Now, let's take a step back and look at this from a bigger point of view. We begin with an aribtrary vector $\vec{x}$ in space. Then, we input this, do some things, and get back a scalar value. But what is this scalar value we are getting back? Well, let's follow the steps.
The Translation
The first operation, is to subtract the mean. We have $\vec{x}' = \vec{x} - \vec{\mu}$ and think of $\vec{x}'$ as shifiting our coordinate system so that the origin is the center of the distribution.
The Rotation
What next? Well next, we compute $\vec{u_i} \cdot \vec{x}'$. But what's going on here? Recall that a dot project can geometrically be interpreted as projecting the ith component of $x_i$ onto $\vec{u_i}$ Here, we are projecting onto eigenvectors. But these are eigenvectors for a covariance matrix work. The eigenvector with the largest eigenvalue points in the direction of maximum variance. And the next does the same, with the requirement that it is orthogonal to the first, etc. In other words, we are rotating our coodinate system. However, our components may be really long. How long? Well, the components are as long as the axes of the multidimensional ellipsoid. This is why we scale next.
The Scaling
At this point, the distribution will still look ellipsoid. But now, we divide each component by the square root of its eigenvalue. If we do this, we will arrive at a symmetric layout. This is exacly what $\frac{1}{\sqrt{\lambda_i}}$ does.
Mahalanobis Distance
$ \sum_i^{D} x_i^2 = (\vec{x} - \vec{\mu})^T \, \Sigma^{-1} \, (\vec{x} - \vec{\mu}) $
To make this distance have units that make sense, all we need to do is take the square root:
$ D_M = \sqrt{\sum_i^{D} x_i^2} = \sqrt{(\vec{x} - \vec{\mu})^T \, \Sigma^{-1} \, (\vec{x} - \vec{\mu})} $
This is the so-called Mahalanobis distance!

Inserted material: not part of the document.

PR #5595, opened 2019-04-23
Make DecimalFormatHelper optional

JamesKingdon:
By checking if the decimal format helper class is available before
running the decimalFormatPeephole optimisation we can make the JIT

$N(\vec{x} \, | \, \mu, \Sigma) = \frac{1}{(2 \pi)^{\frac{D}{2}}} \frac{1}{ | \, \Sigma \, | ^{\frac{1}{2}}} e^{-\frac{1}{2} {D_M}^2}$
That is, we are measuring distance in a coordinate system. In this coordinate system, data points have been normalized. We centered, rotated, and stretched data points, and then measure distance in this new space.
References
[1] K. Murphy, Machine Learning: a Probabilistic Perspective.. See 4.1.2.